Reformasi struktural dilakukan melalui penguatan fungsi pengawasan internal dan eksternal, penataan ulang kewenangan agar tidak tumpang tindih, transparansi dalam promosi, mutasi, dan penanganan perkara. Sementara reformasi instrumental diarahkan pada penguatan digital policing seperti e-policing dan predictive policing, integrasi data kriminal nasional, serta modernisasi sarana dan prasarana berbasis teknologi.
Percepatan reformasi Polri dalam kerangka Asta Cita dan Indonesia Maju 2025 adalah investasi strategis negara bagi masa depan demokrasi, hukum, dan kesejahteraan rakyat. Tanpa Polri yang profesional dan berintegritas, penegakan hukum yang adil, humanis, dan berkeadaban hanya akan menjadi ilusi. Dengan kata lain, visi Indonesia Maju 2025 menuntut percepatan reformasi Polri untuk mengedepankan stabilitas nasional, kepastian hukum, serta iklim investasi yang sehat.
Semua itu tidak akan tercapai tanpa Polri yang profesional, modern, dan akuntabel. Investor, pelaku usaha, dan masyarakat luas membutuhkan jaminan bahwa hukum ditegakkan secara konsisten dan aparat keamanan bekerja berdasarkan prinsip penegakan hukum yang berkeadilan. Dalam konteks ini, reformasi Polri harus dipahami sebagai prasyarat pembangunan, bukan sekadar pembenahan internal lembaga.
Pengalaman negara-negara maju menunjukkan bahwa keamanan yang demokratis dan penegakan hukum yang kredibel merupakan fondasi pertumbuhan ekonomi dan stabilitas sosial. Pada akhirnya, percepatan reformasi Polri adalah soal legacy kebangsaan: apakah Indonesia Maju 2025 akan ditopang oleh aparat penegak hukum yang profesional dan dipercaya rakyat, atau justru dibayangi oleh krisis kepercayaan yang berulang.
Reformasi Polri yang sungguh-sungguh akan memperkuat negara hukum, meningkatkan kepercayaan publik, dan menciptakan stabilitas nasional yang berkelanjutan.
Kita tentunya berharap percepatan Reformasi Polri akan mampu menciptakan stabilitas keamanan dan supremasi hukum, dua fondasi penting untuk pembangunan ekonomi dan sosial.
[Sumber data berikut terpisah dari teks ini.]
PR #397, opened 2018-03-19
move AS334x VHFT to input pin group

robkam:
Move Input type pin VHFT on AS334x from Passive type group to Input type group.


robkam:
capture

evanshultz:
@robkam 
What was the reason to move pins? Did you find when building the schematic that the new pin locations are better? If so, can you share a snippet of the schematic to demonstrate?

I agree VS should be Passive type. What about SCALE1 and SCALE2?

robkam:
@evanshultz no schematic yet .. it's that the 3340 and 3345 pin groups currently don't match each other and that I've tried to keep the other AS33xx IC pins in numerical order. 

I'd guess SCALE1 and SCALE2 are passive, does that makes VHFT passive as well?

evanshultz:
I think it's fine the way it is.

robkam:
Thanks

PR #746, opened 2018-07-09
Adding TPS51200DRC

ki5libs:
Adding TPS51200DRC
[Datasheet](http://www.ti.com/lit/ds/symlink/tps51200.pdf)
tps51200

------------


Misca1234:
My kryllic is not what is what but you should change the description 
from
Sink and Source DDR Termination Regulator
to
Sink and Source DDR Termination Regulator, VSON-10

Place pin VLDOIN, pin 2, on top of the symbol

May I also suggest you swap pin 9 and 5

please check if the foot print
Package_SON:VSON-10-1EP_3x3mm_P0.5mm_EP1.65x2.4mm
is the one you need for this, if so, specify as the dedicated one.

If you look at page 10, you see on the schematic indicate that pin 4 and 8 is connected internally, 
Also, on page 26, chapter 10.1 it is indicated that pin 4,8, and 11 should be connected together
this mean that they should be stacked.
That is, name Pin 4 to GND, make it invisible and set the pin type to passive and place it ontop of pin 8
That is, name Pin 11 to GND, make it invisible and set the pin type to passive and place it ontop of pin 8

ki5libs:
You are right about the footprint. I've checked and set it.
Everything else should be also OK now.
And sorry for inconvenience with cyrillic.

SchrodingersGat:
Thanks @ki5libs for the contribution :)

PR #748, opened 2018-07-09
NB-IoT SIM7020

jneiva08:
The symbol was created from symbol SIM800C and footprint is the same.

Datasheet: https://simcom.ee/documents/SIM7020/SIM7020%20Hardware%20Design_V1.01.pdf

Symbol:
nb-iot

------------


myfreescalewebpage:
Hi @jneiva08, thanks for contributing,

- [ ] I have not found a datasheet instead of the hardware design guide, have you got a link ?
- [ ] According to the hardware design doc, pin 25 should be called USB_DN instead of USB_DM
- [ ] I will say pin ANT is Bidirectional.

Cheers,
Joel

jneiva08:
It is the only datasheet can be found.
In the figure 2 of hardware design, you can found USB_DM and the table 3 you can find USB_DN. SIMCOM have made the same inconsistency on [SIM800C](https://github.com/KiCad/kicad-symbols/pull/634), in that link can find why ANT is passive and not Bidirectional.

myfreescalewebpage:
Hi @jneiva08 

> It is the only datasheet can be found.

Me too.

> In the figure 2 of hardware design, you can found USB_DM and the table 3 you can find USB_DN. SIMCOM have made the same inconsistency on SIM800C

Good point, that's good to keep library consistent so USB_DM accepted.

> in that link can find why ANT is passive and not Bidirectional.

Right. I do not know what is the Kicad strategy about that, if you look at several symbol in the lib, you can find Passive, Bidirectionnal, Input and Output antennas. According to me Passive is only for NC pins. @antoniovazquezblanco what is your advice ?

Cheers,
Joel

antoniovazquezblanco:
Fixed merge conflicts caused by other PRs merge.

> Right. I do not know what is the Kicad strategy about that, if you look at several symbol in the lib, you can find Passive, Bidirectionnal, Input and Output antennas. According to me Passive is only for NC pins. @antoniovazquezblanco what is your advice ?

We need help from one of the more experienced librarians here. @poeschlr, @evanshultz ?

Thanks!

jneiva08:
This answer of evanshultz from other gsm modem PR can help?

https://github.com/KiCad/kicad-symbols/pull/634#issuecomment-400774183

poeschlr:
NC (not connected) pins should not have type passive but type not connected.

I think antennas can be seen as input, output or even bidirectional. (depending on if your part is a receiver, transmitter or both.) The antenna it self however would be passive i think. Unless it is an active antenna.

myfreescalewebpage:
@jneiva08 I think the reason is not valid, we do not only use passive components on the ANT pins. Sometimes there are some amplifiers, RF switches, etc etc and of course there are active antennas.

I prefer the response of @poeschlr . Typically GPS ANT is input (can eb discussed because it also power the antenna itself throw the RF line), 433MHz transmitter ANT is output, GSM / LPWAN etc etc are Bidirectional. Some devices can transmit lots of power on output ANT.

@poeschlr  which good use of Passive pin ? If you have an example ?

Cheers,
Joel

jneiva08:
I'm guessing the other reason to be passive, is because you normally need to add a matching impedance circuit, when you are making ERC validation it do now give a error/warning.

poeschlr:
@myfreescalewebpage 
I would say passive is for anything that does not really fit any of the other options. (sometimes also used for workarounds)

@jneiva08 
Passive does not give you an error if you connect it to an input, output or bidirectional pin. So there is no danger in having false positives here.

myfreescalewebpage:
@poeschlr since there is no clear KLC rules about antennas, I suggest @jneiva08 can keep its proposition to set it as Passive. When there is no guideline, submitter is the responsible of the commit, so he should keep the last word. Is it okay for you ? In any case this can be easily modified later if KLC are created on this subject.

poeschlr:
We are working on a better way to give users guidance regarding pin types: https://github.com/KiCad/kicad-website/issues/342

myfreescalewebpage:
Any librarian, this PR is only blocked because of ANT pin type question. What should we do ?

myfreescalewebpage:
@poeschlr your position maybe ?

jneiva08:
thanks for all your time

PR #762, opened 2018-07-17
Corrected footprint for Atmega-48-MHN and Atiny-48-MHN

poeschlr:
It seems the original footprint was taken from a wrong document. It not
only had the wrong center pad size but also the wrong body size and pin
pitch.

Datasheets:
 - http://ww1.microchip.com/downloads/en/DeviceDoc/ATmega48A_88A_168A-Data-Sheet-40002007A.pdf page 479
- http://ww1.microchip.com/downloads/en/DeviceDoc/8008S.pdf page 16

Footprint PR: https://github.com/KiCad/kicad-footprints/pull/752

Edit: i originally looked at the wrong page on the datasheet.


fauxpark:
Once again, #525 is still outstanding... ;)

poeschlr:
Replaced by https://github.com/KiCad/kicad-symbols/pull/769

PR #766, opened 2018-07-17
Add Inolux IN-PI554FCH and IN-PI556FCH RGB addressable LEDs

diegoherranz:
They are similar to WS2812B and WS2812 respectively and the
symbols have been created using those as starting point.

New footprint for IN-PI554FCH at https://github.com/KiCad/kicad-footprints/pull/756.
IN-PI556FCH uses existing WS2812 footprint.

IN-PI554FCH
in-pi554fch_symbol

IN-PI556FCH
in-pi556fch_symbol

------------


diegoherranz:
Travis fails on:

- `Pin offset outside allowed range. Pin offset (10) should not be below 20mils.` I didn't modify that from the original symbols. I've tried with 20 mils and it looks less tidy in my opinion (see screenshot).
bigger_offset
- `Specified footprint does not exist`: KiCad/kicad-footprints#756
- `Footprint filters should match all appropriate footprints. Minuses and underscores in footprint filter 'LED*IN-PI554FCH*PLCC*5.0x5.0mm*P3.2mm*' should be escaped with '?' or '*'. ` Even if the "minus" is part of the part name? e.g. IN-PI554FCH

diegoherranz:
Gentle reminder. Did anyone have a chance of looking at this?

antoniovazquezblanco:
It seems that nobody has started reviewing thing yet. Please be patient as librarians have a ton of pending work as you can see. Thank you :)

poeschlr:
In this case the minus in the footprint filter is allowed (travis will always complain about that. This is something that can not be checked automatically)

thanks for your contribution. all is well.

PR #747, opened 2018-07-09
Add pin names to opamps

evanshultz:
Continuation of https://github.com/KiCad/kicad-symbols/pull/627, adding pin names where missing. In general, the goal is to make pin names visible where possible using pin text size down to 20mil.

Image of a smattering of updated symbols:
image

More detailed breakdown of changes:
Amplifier_Audio:
- General: Change pin name offset to 10mil
- General: Name all unnamed pins
- OPA1622: change inverted pin type to Line type
- STK43x_Sanyo: cannot find a datasheet with pin names so some are left blank
- TDA7496: moved pin 7 to unit B to fit all pins with names

Amplifier_Buffer:
- EL2001: make pin names visible, add CN suffix to indicate DIP package
- LH0002H: fix pin 7 name, move pins 3 and 5 vertical, updated footprint filter

Amplifier_Current:
- INA28x: shift power pins to normal location, move REF* pins to the bottom, make pin names visible

Amplifier_Difference:
- Add AD628 (http://www.analog.com/media/en/technical-documentation/data-sheets/AD628.pdf)

Amplifier_Instrumentation:
- LTC1100*: make pin names visible, align symbols (other than additional pins on xSW symbol)
- INA128/129 moved from Amplifier_Operational

Amplifier_Operational:
- General: Fix up footprint filters throughout
- General: Change pin name offset to 10mil
- ADA4530-1: added package type to description, fixed footprint, reworked symbol a bit
- Add ADA4870 from https://github.com/KiCad/kicad-library/pull/1611 (http://www.analog.com/media/en/technical-documentation/data-sheets/ADA4870.pdf)
- Add MC33172/4 as ALIAS (http://www.onsemi.com/pub/Collateral/MC33171-D.PDF)
- Add OPA1602/4 as ALIAS (http://www.ti.com/lit/ds/symlink/opa1604.pdf)
- ADA4807-1: clarify pin names
- ADA4807-2ACP: clarify pin names, pin name offset to 10mil
- CA3080: name pin 5
- CA3130: name pins, pin name offset to 10mil
- INA128/129: move to Amplifier_Instrumentation
- LM13700: reworked symbol (http://www.ti.com/lit/ds/symlink/lm13700.pdf)
- OPA890: wildcard temp rating

Amplifier_Video:
- AD813: pin name offset, move disable pins and add pin name

Comparator:
- ADCMP35*: name input pin, set pin name offset to 10mil
- LM290*: set pin name offset to 10mil
[...]

PR #767, opened 2018-07-17
Add pin names to opamp symbols

evanshultz:
Continuing from https://github.com/KiCad/kicad-symbols/pull/747. See that PR for a detailed list of changes already implemented and a screenshot of a few symbols that have gotten pin names.

Changes:
General:
- Set pin name offset to 5mil on all triangle-shaped symbols

Amplifier_Audio:
- LM4950*: Add pin names on Unit C
- Cannot find datasheet for Sanyo parts with pin names
- TDA2030: Shrink V+ and V- pin name size
- TDA7266*/TDA7496: Shrink PG pin name size
- TDA7293: Name all pins

Amplifier_Current:
- Reducing pin name offset to 5mil (above) gives more clearance
- INA138: Use normal triangle symbol

Amplifier_Instrumentation:
- Use all long Ref pin length
- Fatten triangle outline to 10mil per KLC
- INA 327: Name pin 6
- AD8230: Use normal triangle symbol

Amplifier_Operational:

Comparator:
- LM2903: Changed pin 2 name from "_" to "-"
- MIC845H: Change pin 3 name from "IN" to "+"

I'll straighten out GH after this. Sorry it's still messy.

Comments from old PR:

> In general i think parts with +/- pins on the left could use a bit reduced pin name offset. Especially if the first slot on top/bottom is used. (The + and - collide with the text of that.)
There is also a slight inconsistency as not all op amps have the +/- visible.

> Amplifier Audio lib:
> 
> LM4950TA and LM4950TS is missing the pin names for the power pins (unit c)
> Sanyo parts have a few pins without names
> TDA2030 V+ and V- overlap (smaller fontsize would help)
> TDA7266M PG pin looks a bit odd with this large font next to the mute pin (they also nearly overlap)
> On other parts the PG pin is part of the last unit. They will suffer from the same issue if one overlays that unit with any other unit.
> TDA7266M Is pin 1 or pin 9 the stby pin (make the font smaller. The other pin has no name right now.)
> Amplifier buffer: everything ok
> 
> Amplifier Current:
> 
> INA193 and INA282: I would suggest to slightly reduce the font size for V+ and GND
> Amplifier Difference looks ok
> 
> Amplifier Instrumentation:
> 
> The ref pin is sometimes short and sometimes long. (even thought it is at the same "slot" in all symbols)
> Amplifier oerational:
> 
> ADA4807-2ACP pin 11 has no name
> OPA2333xxDRB pin 9 without a name
> OPA2691-14 Dis_A is longer than Dis_B (at the same position)
> Amplifier Video looks good
> 
> Comperator:
> 
> parts with a single IN pin might benefit from reducing the font size of the IN pin (overlap with power pins)

------------


poeschlr:
I scrolled through the symbols again. Looks good (except for the things you already mention above)

Thanks for this great contribution.

PR #768, opened 2018-07-17
Footprint for LPC111x had the wrong ep size

poeschlr:
should be 4.7mm or at most 4.85 (was 5.46mm)

footprint PR: https://github.com/KiCad/kicad-footprints/pull/757
datasheet: https://www.nxp.com/docs/en/data-sheet/LPC111X.pdf (page 108)


poeschlr:
The footprint PR for this has been merged. Meaning the symbol has no valid footprint as long as this is not merged.

poeschlr:
Guys? Without this merged we have invalid footprint assignments again as the footprint PR has been merged but the symbol side got forgotten.

PR #773, opened 2018-07-19
DDR3 SDRAM

vlunyov:
Added all modern Micron DDR3L SDRAM chips 1/2/4/8 Gb with all possible data bus width 4/8/16 bit.
One common (manufacturer independent) x16bit DDR3(L) SDRAM 1-8Gb was added too.
https://www.micron.com/products/dram/ddr3-sdram
Two footprints BGA-96 and BGA-78 were used. Pitch 0.8mm.

List of added components:
ddr3

Example drawing:
mt41k512m16

------------


vlunyov:
There are a lot of violations in the Memory_RAM.lib not in my components. Is it ok if I try to fix all of them? Some of the violations required to fix geometry of components. So, the libraty can not be compatible with old version after the fixes.

poeschlr:
You are certainly free to fix other symbols as well but it is definitely not required.

If you keep the geometry changes to a minimum it should be ok.

vlunyov:
It seems the PR is ready to review and merge. All checks have passed.

poeschlr:
Regarding the generic symbol. How did you determine its pin numbering scheme? Is there a standard for this? If not then this symbol might not be such a good idea.

vlunyov:
> You have filled out the footprint filter instead of filling out the footprint field.

I agree, it need to be fixed.

> The changes in this pull request more than make up for the problems created by making these 6 symbols break old designs. I therefore decide that this is still allowed into the lib. (Although i would have preferred these symbols not to be broken in such a way.) Meaning for the future please do not mix in changes to pins (for KLC compatibility) into more important changes.

Old components were changed because I have fixed violations not only my new components.

> Regarding the generic symbol. How did you determine its pin numbering scheme? Is there a standard for this? If not then this symbol might not be such a good idea.

The generic symbol is to represent all of SDRAM footprint pins. Some SDRAM manufacturers reduced some signals for example CKE1, CS1#, ODT1, ZQ1. Count of address bus depends RAM capacity. So, the generic symbol allow to route all possible wires from CPU/FPGA to DDR3 SDRAM. Then you can solder on the PCB any RAM chip manufacturer or capacity and it will be work properly.
image

> Right now there is a merge conflict. If you feel overwhelmed solving it than i can take care of it once all issues are resolved.

Yes, I have not yet enough experience with git and resolving conflicts.
But I can create a new pull request at current git position if it is necessary.

poeschlr:
A new pull request containing only your changes might indeed be the safest option.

Inilah makna strategis percepatan Reformasi Polri , yang bukan hanya sekadar memperbaiki institusi, tetapi juga menjaga masa depan Indonesia sebagai negara demokratis, adil, dan berdaulat.
Dengan Polri yang profesional, kuat, dan dipercaya publik, iklim investasi dan demokrasi akan semakin kondusif, dengan penegakan kepastian hukum yang berkeadilan demi mendukung Indonesia Emas 2045. Semoga.